There are various discussions online about how to use Let’s Encrypt to generate a certificate and distribute it within a cluster.

It is generally best practice to generate the private key on a server and keep it there with very tightly controlled permissions. The private key is never sent to a CA, only a CSR is sent to a CA. However, in many of the examples for clustering, people suggest obtaining a single certificate and then using some scripts to replicate both the certificate and private key to all the other cluster nodes. Many of the replication strategies I’ve seen mentioned aren’t ideal for private keys, some of them actually transport the key un-encrypted over the network.

Does Let’s Encrypt encourage this approach, creating one key pair and replicating it, or is it intended that each node in a cluster should generate its own key pair and CSR?

In the case of replicating the private key and certificate, what methods are recommended?

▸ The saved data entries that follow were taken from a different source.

PR #63, opened 2017-09-22
If orgID already present, rename instead of reject

leth:
As discussed in a related private change, I am trying a certain request from an internal service which results in this header already being present.

If we simply rename the offending header, rather than reject the request, then things should work.

### DIFF
--- a/user/grpc.go
+++ b/user/grpc.go
@@ -33,19 +33,14 @@ func InjectIntoGRPCRequest(ctx context.Context) (context.Context, error) {
 		md = metadata.New(map[string]string{})
 	}
 	newCtx := ctx
+	md = md.Copy()
 	if orgIDs, ok := md[lowerOrgIDHeaderName]; ok {
-		if len(orgIDs) == 1 {
-			if orgIDs[0] != orgID {
-				return ctx, ErrDifferentOrgIDPresent
-			}
-		} else {
-			return ctx, ErrTooManyOrgIDs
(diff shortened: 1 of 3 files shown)


rade:
Why rename it? What is looking at the new "orig" headers introduced in this PR?

leth:
True, I don't plan to look at it. I was mostly thinking it might be useful to have it around for debugging weird issues. I also considered logging a warning or debug message.

Happy to change it, what do people prefer?

user/grpc.go
```diff
@@ -33,19 +33,14 @@ func InjectIntoGRPCRequest(ctx context.Context) (context.Context, error) {
...
+		if len(orgIDs) != 1 || orgIDs[0] != orgID {
+			md[lowerOrigOrgIDHeaderName] = orgIDs
 		}
-	} else {
-		md = md.Copy()
-		md[lowerOrgIDHeaderName] = []string{orgID}
-		newCtx = metadata.NewOutgoingContext(ctx, md)
 	}
+	md[lowerOrgIDHeaderName] = []string{orgID}
+	newCtx = metadata.NewOutgoingContext(ctx, md)
```
rndstr: you could directly return here and also get rid of the `newCtx` var altogether

leth:
Going to decline this, in favor of adding a middleware to authfe which drops any offending incoming headers.
Changing it here has complicated implications on other services that use this, and the checks may have some safety/sanity benefit to them.

PR #64, opened 2017-10-02
Header names are public members

leth:
To avoid copying the names into other modules.


leth:
Argh gocycle has become more picky.

leth:
Nope turns out the linter didn't like my comments.

PR #65, opened 2017-10-03
Add Prometheus metrics for number of log messages

marccarre:
[Promrus](https://github.com/marccarre/promrus/) is a Logrus hook to expose the number of log messages as [Prometheus](https://prometheus.io/) metrics:
```
log_messages{level="debug"}
log_messages{level="info"}
log_messages{level="warning"}
log_messages{level="error"}
```

Added dependency using:
```
$ dep ensure github.com/weaveworks/promrus@v1.0.0 && dep ensure && dep prune
```

Fixed casing in `logrus` imports, causing the following issue:
```
middleware/grpc_logging.go:10:2: case-insensitive import collision:
"github.com/weaveworks/common/vendor/github.com/Sirupsen/logrus" and
"github.com/weaveworks/common/vendor/github.com/sirupsen/logrus"
```
by:
- changing `import` statements from `Sirupsen/logrus` to `sirupsen/logrus`, as per [the official documentation](https://github.com/sirupsen/logrus), and
- running `dep ensure && dep prune`.

### DIFF
--- a/logging/logging.go
+++ b/logging/logging.go
@@ -10,9 +10,9 @@ import (
 
 	"golang.org/x/net/context"
 
-	"github.com/marccarre/promrus"
 	log "github.com/sirupsen/logrus"
 	"github.com/weaveworks/common/user"
+	"github.com/weaveworks/promrus"
 )
 
 const (
--- a/logging/logging.go
+++ b/logging/logging.go
@@ -10,8 +10,8 @@ import (
 
 	"golang.org/x/net/context"
 
-	log "github.com/Sirupsen/logrus"
 	"github.com/marccarre/promrus"
+	log "github.com/sirupsen/logrus"
 	"github.com/weaveworks/common/user"
 )
 
--- a/logging/logging.go
+++ b/logging/logging.go
@@ -11,6 +11,7 @@ import (
 	"golang.org/x/net/context"
 
 	log "github.com/Sirupsen/logrus"
+	"github.com/marccarre/promrus"
 	"github.com/weaveworks/common/user"
 )
 
@@ -27,6 +28,11 @@ func Setup(logLevel string) error {
 	}
 	log.SetLevel(level)
 	log.SetFormatter(&textFormatter{})
+	hook, err := promrus.NewPrometheusHook() // Expose number of log messages as Prometheus metrics.
+	if err != nil {
+		return err
+	}
+	log.AddHook(hook)
 	return nil
 }
 
--- a/Gopkg.lock
+++ b/Gopkg.lock
@@ -116,12 +116,6 @@
   revision = "b84e30acd515aadc4b783ad4ff83aff3299bdfe0"
 
 [[projects]]
-  name = "github.com/marccarre/promrus"
-  packages = ["."]
-  revision = "6f9713cf3e9bc69424a25d8d0f696f7ce7b4ff2b"
-  version = "v1.0.0"
-
-[[projects]]
   name = "github.com/mattn/go-colorable"
   packages = ["."]
   revision = "d228849504861217f796da67fae4f6e347643f15"
@@ -242,6 +236,12 @@
   revision = "17ff1516db3dffe25452b4cbf6e6412f303cddea"
 
 [[projects]]
+  name = "github.com/weaveworks/promrus"
+  packages = ["."]
+  revision = "6f9713cf3e9bc69424a25d8d0f696f7ce7b4ff2b"
+  version = "v1.0.0"
+
+[[projects]]
   branch = "master"
   name = "golang.org/x/crypto"
   packages = ["ssh/terminal"]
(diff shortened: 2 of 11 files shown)


marccarre:
What do you mean by not sure? 
Do you think it could cause issues to change it? 
Is there some sort of a convention I missed regarding this?

I initially did not realise this would lead to such changes when I added `sirupsen/logrus` to my dependencies in `promrus` by simply following their documentation. I then realised there was this casing difference here, but also just saw, for example, that Cortex's dependencies are also using `Sirupsen/logrus`, so if I keep `promrus` as is, I believe it might lead to more build issues, case changes (I don't mind making these changes if they are painless), or even preventing metrics from being exposed since Go might treat them as different packages altogether (?).
Alternatively, I could just change `promrus` to use `Sirupsen/logrus` instead of `sirupsen/logrus`.

marccarre:
In any case, I'll try it against Cortex and will report back.

jml:
Not sure as in "I did something like this a few months ago and regretted it but can't recall the details". It might well break things.

marccarre:
FYI, looks like we aren't the only ones facing this issue, see [here](https://github.com/sirupsen/logrus/issues/543#issuecomment-306585115) and [here](https://github.com/sirupsen/logrus/issues/570#issuecomment-313933276), and that the way forward is to use lowercase. I'll bite the bullet and make the necessary changes where we decide to use `promrus`.

marccarre:
I haven't tried on Cortex yet, but trying on a smaller project mimicking its dependencies shows that:
1. having mixed casing in `vendor` definitely breaks the build,
2. even if you only have `sirupsen/logrus` in `vendor` (e.g.: `dep ensure` and then `rm -fr vendor/github.com/Sirupsen`), instrumenting on `sirupsen/logrus` does not instrument `Sirupsen/logrus`:

`foo.go` in project `foo`:
```
package foo

import (
	log "github.com/Sirupsen/logrus"
)

// Sirupsen sirupsens.
func Sirupsen() {
	log.Infof("Sirupsen/logrus")
}
```
`main.go` in a different project:
```
package main

import (
	"net/http"
	"time"

	"github.com/marccarre/promrus"
	"github.com/marccarre/foo"
	"github.com/prometheus/client_golang/prometheus/promhttp"
	log "github.com/sirupsen/logrus"
)

func main() {
	hook, err := promrus.NewPrometheusHook()
	if err != nil {
		return
	}
	log.AddHook(hook)
	go http.ListenAndServe(":8080", promhttp.Handler())
	for {
		foo.Sirupsen()
		time.Sleep(10 * time.Second)
	}
}
```
yields metrics which do not increase over time:
```
$ curl -fsS localhost:8080 | grep log_messages
# HELP log_messages Total number of log messages.
# TYPE log_messages counter
log_messages{level="debug"} 0
log_messages{level="error"} 0
log_messages{level="info"} 0
log_messages{level="warning"} 0
```

bboreham:
Why do we even want this?

marccarre:
What do you mean by "this"?
- Adding metrics was suggested on this issue: https://github.com/weaveworks/service-conf/issues/977#issuecomment-333528506 
- Lower-casing was suggested on this issue: https://github.com/sirupsen/logrus/issues/570#issuecomment-313933276

Feel free to revert if causing issues though.

logging/logging.go
```diff
@@ -27,6 +28,11 @@ func Setup(logLevel string) error {
 	}
 	log.SetLevel(level)
 	log.SetFormatter(&textFormatter{})
+	hook, err := promrus.NewPrometheusHook() // Expose number of log messages as Prometheus metrics.
```
bboreham: Please add to the documentation on this function that it cannot be called more than once, or bracket this section with a test to avoid causing an `error duplicate metrics collector registration attempted` (or adding multiple instances of the same hook below)

marccarre: Another solution could be to unregister the counter before registering it, in which case initialising multiple times will not cause any issue:
```
func NewPrometheusHook() (*PrometheusHook, error) {
[...]
	// Try to unregister the counter vector, in case already registered for some reason,
	// e.g. double initialisation/configuration done by mistake by the end-user.
	prometheus.Unregister(counterVec)
	// Try to register the counter vector:
	err := prometheus.Register(counterVec)
[...]
}
```
Test:
```
func TestRegisteringHookMultipleTimesShouldBeSafe(t *testing.T) {
	log.AddHook(promrus.MustNewPrometheusHook())
	log.AddHook(promrus.MustNewPrometheusHook()) // Initialising twice in a row should NOT raise any error.

	httpServePrometheusMetrics(t)

	lines := httpGetMetrics(t)
	assert.Equal(t, 0, countFor(t, log.InfoLevel, lines))

	log.Info("this is at info level!")

	lines = httpGetMetrics(t)
	assert.Equal(t, 1, countFor(t, log.InfoLevel, lines))

	log.AddHook(promrus.MustNewPrometheusHook()) // Initialising again here should NOT raise any error, but will reset counters.

	lines = httpGetMetrics(t)
	assert.Equal(t, 0, countFor(t, log.InfoLevel, lines))
}
```
@bboreham, do you think this could be a better solution?

marccarre: Since we should prob. not discuss this here, issue opened weaveworks/promrus#5 and PR ready for review weaveworks/promrus#6.

PR #99, opened 2018-07-13
Don't shutdown the gRPC server the minute a signal is received.

tomwilkie:
gRPC behaviour should be the same as HTTP: `Run()` exits when a signal is received, and `Stop()` stops the handling of requests.

See https://github.com/weaveworks/cortex/issues/882


tomwilkie:
Deployed to dev & tested, fixes the problem

bboreham:
Could you put a bit more explanation in the commit message please?  In particular the change to `Shutdown` doesn't seem to be covered at all, but what you put in the PR description also seems relevant.

PR #100, opened 2018-07-16
Add user and org ID to tracing span if known

bboreham:
This should make it easier to do things like filter on an instance.


bboreham:
This is somewhat duplicative of https://github.com/weaveworks/service/pull/1995, perhaps because I had forgotten about it.

bboreham:
Rebased and changed the tag names to match what I had used elsewhere.

It is still valid to set them here, as the other place is only for requests that pass through front-end authorization.

PR #102, opened 2018-07-16
When trace reporting is enabled, don't enable trace sampling unless asked

### LINKED ISSUE #101: Trace sampling should not be on by default when trace reporting is configured
Trace sampling should not be enabled by default if trace reporting is configured. It should be enabled separately

The decision about whether to capture a trace should be made by one service, as close to the request source as possible.
Then that decision should be passed along with the request and honored by each service involved in the request processing.

For example in cortex, if a service is configured to send samples to jaeger, it also defaults to a sampling rate of 10 per second.
If both the auth layer, distributor and ingester were configured thusly, you would see 10-20 traces per second from the distributor, and 20-30 traces per second from the ingester. Additionally you'd see some traces which start at the distributor or the ingester.

Cortex issue: https://github.com/weaveworks/cortex/issues/885

leth:
Reporting trace spans for a request is a separate task from choosing which requests should be traced.

Fixes #101

### DIFF
--- a/tracing/tracing.go
+++ b/tracing/tracing.go
@@ -9,8 +9,8 @@ import (
 	jaegercfg "github.com/uber/jaeger-client-go/config"
 )
 
-// InstallJaeger registers Jaeger as the OpenTracing implementation.
-func InstallJaeger(serviceName string, cfg *jaegercfg.Configuration) io.Closer {
+// installJaeger registers Jaeger as the OpenTracing implementation.
+func installJaeger(serviceName string, cfg *jaegercfg.Configuration) io.Closer {
 	closer, err := cfg.InitGlobalTracer(serviceName)
 	if err != nil {
 		fmt.Printf("Could not initialize jaeger tracer: %s\n", err.Error())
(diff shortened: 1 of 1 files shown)


tracing/tracing.go
```diff
@@ -5,46 +5,37 @@ import (
...
+		fmt.Printf("Could not initialize jaeger tracer: %s\n", err.Error())
+		os.Exit(1)
 	}
-	return ioutil.NopCloser(nil)
+	return closer
 }
 
 // NewFromEnv is a convenience function to allow tracing configuration
 // via environment variables
+// Tracing is disabled unless one of the following environment variables is used to configure jaeger:
```
LiliC: So here we say unless one of the following... but below on line 35 we check that all 3 must not be empty. I think this needs rephrasing to match the code.

tracing/tracing.go
```diff
@@ -5,46 +5,37 @@ import (
...
-		}
-
-		closer, err := cfg.InitGlobalTracer(serviceName)
-		if err != nil {
-			fmt.Printf("Could not initialize jaeger tracer: %s\n", err.Error())
-			os.Exit(1)
-		}
-		return closer
+// InstallJaeger registers Jaeger as the OpenTracing implementation.
+func InstallJaeger(serviceName string, cfg *jaegercfg.Configuration) io.Closer {
```
LiliC: As this is an exported function, I am wondering are we sure we do not use this, and if its only used here can we just not export it?

leth: Yeah YAGNI I guess, we don't use it, I was mostly trying to make up for removing the `New` method.

tracing/tracing.go
leth: 🤦‍♂️ good catch

leth: Actually I think they do match up. I'll reword the comment to cancel out some negatives.

PR #109, opened 2018-07-25
Raise default server timeouts from 5s to 30s

bboreham:
Primary motivation is to allow a standard Go profiling request to complete, for which I only need the write timeout, but I raised the other 5-second timeouts too since it isn't that unusual to have operations or data uploads take longer.


tomwilkie:
LGTM, we have them raised on a lot of our jobs via flags.

PR #111, opened 2018-07-25
Allow the AWS backend to get credentials from its environment.

tomwilkie:
See https://github.com/weaveworks/cortex/pull/898

### DIFF
--- a/aws/config.go
+++ b/aws/config.go
@@ -18,14 +18,7 @@ import (
 // endpoint) or fully valid endpoint with dummy region assumed (e.g
 // for URLs to emulated services).
 func ConfigFromURL(awsURL *url.URL) (*aws.Config, error) {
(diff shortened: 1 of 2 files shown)


bboreham:
What is the failure mode now if you forget to supply credentials via parameter or environment?

tomwilkie:
Assuming there are no credentials in the environment it'll still fail on startup, with something along the lines of "No credentials in chain".

If you run it on AWS through, there are always some credentials available - they just might not allow you to read or write from dynamodb.  In this case the individual reads & writes will fail.

tomwilkie:
ping @bboreham?

bboreham:
I was trying to get more feedback from users of this library.

bboreham:
Thanks @tomwilkie !

PR #113, opened 2018-07-27
Set $SRC_PATH as required by the build container

bboreham:
This was missed in the earlier change (#98) to use the image from build-tools.


gouthamve:
LGTM +1

PR #114, opened 2018-07-27
Expose jaeger metrics

gouthamve:
@tomwilkie @bboreham


leth:
Are there any good resources on what metrics this will expose?

tomwilkie:
Nices, looks useful.

gouthamve:
@leth These are all the metrics: https://github.com/jaegertracing/jaeger-client-go/blob/master/metrics.go#L22

screen shot 2018-07-30 at 10 21 05

PR #117, opened 2018-08-23
Update httpgrpc to match weaveworks/cortex#910

bboreham:
A couple of files were mistakenly updated inside the vendor directory in Cortex.
https://github.com/weaveworks/cortex/pull/910/commits/f807690176ec98508a03c5ba29cbd8740c309ebd
This PR aims to replicate those changes upstream to un-break dependency management.


tomwilkie:
LGTM (just need to add comments on the new methods)

PR #118, opened 2018-08-23
Expose the HTTP server from the server struct.

tomwilkie:
This allows users to inject HTTP requests and have the logged, instrumented and traced correctly.

See https://github.com/weaveworks/cortex/issues/949

### DIFF
--- a/server/server.go
+++ b/server/server.go
@@ -66,9 +66,8 @@ func (cfg *Config) RegisterFlags(f *flag.FlagSet) {
 type Server struct {
 	cfg          Config
 	handler      *signals.Handler
-	httpListener net.Listener
 	grpcListener net.Listener
-	httpServer   *http.Server
+	httpListener net.Listener
 
 	HTTP       *mux.Router
 	HTTPServer *http.Server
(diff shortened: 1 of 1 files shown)


server/server.go
```diff
@@ -70,9 +70,10 @@ type Server struct {
 	grpcListener net.Listener
 	httpServer   *http.Server
 
-	HTTP *mux.Router
-	GRPC *grpc.Server
-	Log  logging.Interface
+	HTTP       *mux.Router
+	HTTPServer *http.Server
```
bboreham: why do we want both `httpServer` and `HTTPServer` ?
Is the exposed one supposed to be mutable?
If not, a function would be better.

tomwilkie: > why do we want both httpServer and HTTPServer ?

Good point.

> Is the exposed one supposed to be mutable?

The HTTPServer isn't supposed to be mutable, no.  We just need to be able to call the (middleware wrapped) handler on it; we could just expose that instead?

bboreham:
note CI tests failed

tomwilkie:
I think its flake #120

tomwilkie:
Thanks!

PR #124, opened 2018-09-13
Don't trace http requests when using httpgrpc.

tomwilkie:
This was introduced in #105, and breaks query-frontend -> querier trace propagation in cortex - specifically, this inserts a span between the client and server span, causing them not to be associated with each other in the jaeger UI correctly.  @leth is there any background on why this was nessecary?

The way I see it, when using httpgrpc you should propagate your context using grpc (using https://github.com/grpc-ecosystem/grpc-opentracing/tree/master/go/otgrpc middleware on the grpc clients and servers).  And when using http, you should propagate your context using the nethttp library (https://github.com/opentracing-contrib/go-stdlib).  But you shouldn't mix them.  

You can simulate the effect of this PR by wrapping the handler passed to httpgrpc in the nethttp middleware if you need to.

### DIFF
--- a/httpgrpc/server/server.go
+++ b/httpgrpc/server/server.go
@@ -14,7 +14,6 @@ import (
 	"github.com/grpc-ecosystem/grpc-opentracing/go/otgrpc"
 	"github.com/mwitkow/go-grpc-middleware"
 	"github.com/opentracing/opentracing-go"
-	"github.com/opentracing/opentracing-go/ext"
 	"github.com/sercand/kuberesolver"
 	"golang.org/x/net/context"
 	"google.golang.org/grpc"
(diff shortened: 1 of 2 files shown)


leth:
> is there any background on why this was nessecary?

We were not seeing traces from authfe into cortex, the "please sample this" decision was not being passed along. #105 fixed it, but perhaps the real problem is elsewhere in authfe.

tomwilkie:
I see; does authfe have the grpc opentracing middleware on the clients?  It should do if its using https://github.com/weaveworks/common/blob/master/httpgrpc/server/server.go#L130.   Are you putting the tracing context in the downstream http request context?

leth:
>does authfe have the grpc opentracing middleware on the clients? It should do if its using https://github.com/weaveworks/common/blob/master/httpgrpc/server/server.go#L130.

Yep it's using that.

>Are you putting the tracing context in the downstream http request context?

Perhaps not? I'm working on a unit test for authfe to isolate our problem 👍

tomwilkie:
Cool, let me know if you need a hand.

PR #126, opened 2018-09-14
Pass options to tracing middleware

### LINKED ISSUE #125: Can't pass in options to opentracing handler
So, the query endpoint AND the `/metrics` endpoint both end up under the operation: "HTTP GET" and this clutters up a traces a fair bit.

We could pass in something like this: https://godoc.org/github.com/opentracing-contrib/go-stdlib/nethttp#OperationNameFunc to differentiate both but because opentracing is a default middleware, there is no way to do that, see: https://github.com/weaveworks/common/blob/master/middleware/http_tracing.go#L17

Now, we can pass in the options to the tracer, but would you open to adding something like `OpentracingOptions` to `server.Config`?

gouthamve:
Fixes #125 

@tomwilkie @bboreham

### DIFF
--- a/middleware/http_tracing.go
+++ b/middleware/http_tracing.go
@@ -10,11 +10,13 @@ import (
 )
 
 // Tracer is a middleware which traces incoming requests.
-type Tracer struct{}
+type Tracer struct {
+	Options []nethttp.MWOption
+}
 
 // Wrap implements Interface
 func (t Tracer) Wrap(next http.Handler) http.Handler {
-	traceHandler := nethttp.Middleware(opentracing.GlobalTracer(), next)
+	traceHandler := nethttp.Middleware(opentracing.GlobalTracer(), next, t.Options...)
 	return http.HandlerFunc(func(w http.ResponseWriter, r *http.Request) {
 		var maybeTracer http.Handler
 		// Don't try and trace websocket requests because nethttp.Middleware
--- a/server/server.go
+++ b/server/server.go
@@ -8,6 +8,8 @@ import (
 	_ "net/http/pprof" // anonymous import to get the pprof handler registered
 	"time"
 
+	"github.com/opentracing-contrib/go-stdlib/nethttp"
+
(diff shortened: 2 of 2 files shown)


server/server.go
```diff
@@ -42,6 +44,7 @@ type Config struct {
 	GRPCMiddleware       []grpc.UnaryServerInterceptor
 	GRPCStreamMiddleware []grpc.StreamServerInterceptor
 	HTTPMiddleware       []middleware.Interface
+	OpentracingOptions   []nethttp.MWOption
```
bboreham: These look more like nethttp middleware options than Opentracing options

server/server.go
```diff
@@ -139,7 +142,9 @@ func New(cfg Config) (*Server, error) {
 		RegisterInstrumentation(router)
 	}
 	httpMiddleware := []middleware.Interface{
-		middleware.Tracer{},
+		middleware.Tracer{
+			Options: cfg.OpentracingOptions,
```
bboreham: Maybe the caller should pass in a middleware.Interface to act as Tracer, similar to how Log is done?

gouthamve: What do you mean? Could you explain? The `Log` is being passed a `logger`...

gouthamve:
@tomwilkie That works :)

bboreham:
The code changes no longer match the PR title or description.  Please update something.

gouthamve:
@bboreham Sorry, updated the title and description.

middleware/http_tracing.go
```diff
@@ -10,11 +11,22 @@ import (
 )
 
 // Tracer is a middleware which traces incoming requests.
-type Tracer struct{}
+type Tracer struct {
```
leth: I'm wondering if we should rename `Tracer`, but can't really come up with a compelling enough alternative:

- RequestTracer
- OpentracingMiddleware
- TracingRequestHandler

🤢

PR #127, opened 2018-09-19
 Update more golang/protobuf to gogo/protobuf

bboreham:
It seems to be necessary to decode errors as `github.com/gogo/protobuf/types.Any` rather than `github.com/golang/protobuf/ptypes/any`, following #117, otherwise we get failures to decode errors.

It is possible this relates more to versions of the libs than the specific code - there are a number of issues in the gogo repos around `Any`, and I had to add some overrides in a downstream repo to get the latest:

```
[[override]]
  name = "github.com/gogo/googleapis"
  version = "v1.1.0"

# Need this version to get past https://github.com/gogo/status/issues/4 
[[override]]
  name = "github.com/gogo/status"
  version = "v1.0.3"
```

### DIFF
--- a/httpgrpc/httpgrpc.go
+++ b/httpgrpc/httpgrpc.go
@@ -4,7 +4,7 @@ import (
 	"fmt"
 
 	spb "github.com/gogo/googleapis/google/rpc"
-	ptypes "github.com/gogo/protobuf/types"
+	"github.com/gogo/protobuf/types"
 	"github.com/gogo/status"
 	log "github.com/sirupsen/logrus"
 )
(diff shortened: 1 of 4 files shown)


httpgrpc/httpgrpc.go
```diff
@@ -3,11 +3,10 @@ package httpgrpc
 import (
 	"fmt"
 
-	"github.com/golang/protobuf/ptypes"
-	"github.com/golang/protobuf/ptypes/any"
+	spb "github.com/gogo/googleapis/google/rpc"
+	ptypes "github.com/gogo/protobuf/types"
```
tomwilkie: Whats the reason for the import rename?

bboreham: So I didn't have to edit the lines that said `ptypes.MarshalAny` and `ptypes.UnmarshalAny`

tomwilkie: Oh okay; I'd personally just change these lines, but not a big deal.

tomwilkie:
I think if you put the `[[override]]` in as a `[[constraint]]` in this repo, dep should "inherit" it in any downstream usage.  I thought that was the whole point of dep...

bboreham:
Funnily in this repo `dep` manages to pick the right versions, but you're right I could add a constraint here.

httpgrpc/httpgrpc.go
bboreham: changed

PR #44, opened 2023-09-25
Python PR checks

### LINKED ISSUE #38: Use python syntax/semantic/formatting checks on opened PRs for `spack_packages`
@harshula has noted that quick checks on `spack_packages` for python-related syntax/semantic checks would be beneficial during the PR process.

CodeGat:
Adding a workflow for python syntax checks on PR. 

Closes #38 !

### DIFF
--- a/.github/workflows/py-checks.yml
+++ b/.github/workflows/py-checks.yml
@@ -1,0 +1,21 @@
+name: Python Checks
+on:
+  pull_request:
+    paths:
+      - '**.py'
+  push:
+    branches:
+      - main
+    paths:
+      - '**.py'
+jobs:
+  format-syntax-check:
+    name: check formatting and syntax
+    runs-on: ubuntu-latest
+    steps:
+      - uses: actions/checkout@v3
+      - uses: chartboost/ruff-action@v1
+        with:
+          src: "./packages"
+          args: "check --format github --preview --config .ruff.toml"
+
--- a/.github/workflows/py-checks.yml
+++ b/.github/workflows/py-checks.yml
@@ -8,14 +8,18 @@ on:
       - main
     paths:
       - '**.py'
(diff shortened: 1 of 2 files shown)


.github/workflows/py-checks.yml
```diff
@@ -0,0 +1,21 @@
...
+jobs:
+  format-syntax-check:
+    name: check formatting and syntax
+    runs-on: ubuntu-latest
+    steps:
+      - uses: actions/checkout@v3
+      - uses: chartboost/ruff-action@v1
+        with:
+          src: "./packages"
+          args: "check --format github --preview --config .ruff.toml"
```
harshula, line 20: Waiting to see if there's a way to only analyse the files that have changed.

CodeGat: Hi @harshula, just getting back to this now. This is possible, but what was the rationale for only checking files that have changed? Wouldn't it be better to have the entire project to be in compliance with ruff at the start rather than a subset?

harshula: For each PR, we should only be analysing the files that change.

CodeGat: Fair enough, will add the change. Although, errors can be introduced into files even if they are not changed themselves. Consider what happens if you change the signature of a function that is called from a file that is not changed in the PR. This error would not be picked up if we are only checking files that are changed.

harshula: Check if ruff will actually pick up such an error. That is useful.

CodeGat: Looks like ruff doesn't pick up those kinds of cross-file TypeErrors after all :D Added a step that will only run ruff over changed python files

harshula (approved):

PR #51, opened 2023-11-06
mom5: new switch --no_version is required

harshula:
The MOM5 commit d7ba13a3f364ce130b6ad0ba813f01832cada7a2 requires the --no_version switch to avoid git hashes being embedded in the binary.


aidanheerdegen (approved):
LGTM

In the case of creating different key pairs for each node, does Let’s Encrypt issue multiple certificates that are valid concurrently? How would the validation process work in such cases? For example, with dns-01 validation, would the client (e.g. certbot) need to implement some mechanism to serialize the requests to ensure that two or more nodes don’t try to create the TXT record at the same time?

I would - generally speaking - consider the replication approach a best-practice. In a typical HA cluster, the nodes are more or less identical, so the risk of key compromise is about the same for all members of the cluster, so there's not much of a compartmentalization argument to be made here. As long as your method of replicating the private key is sufficiently secure, I don't see a reason not to do this, whereas the other approach - one key/certificate per node - would both cause higher load for Let's Encrypt and carries the risk of letting you run into one of the rate limits if your node count is big enough.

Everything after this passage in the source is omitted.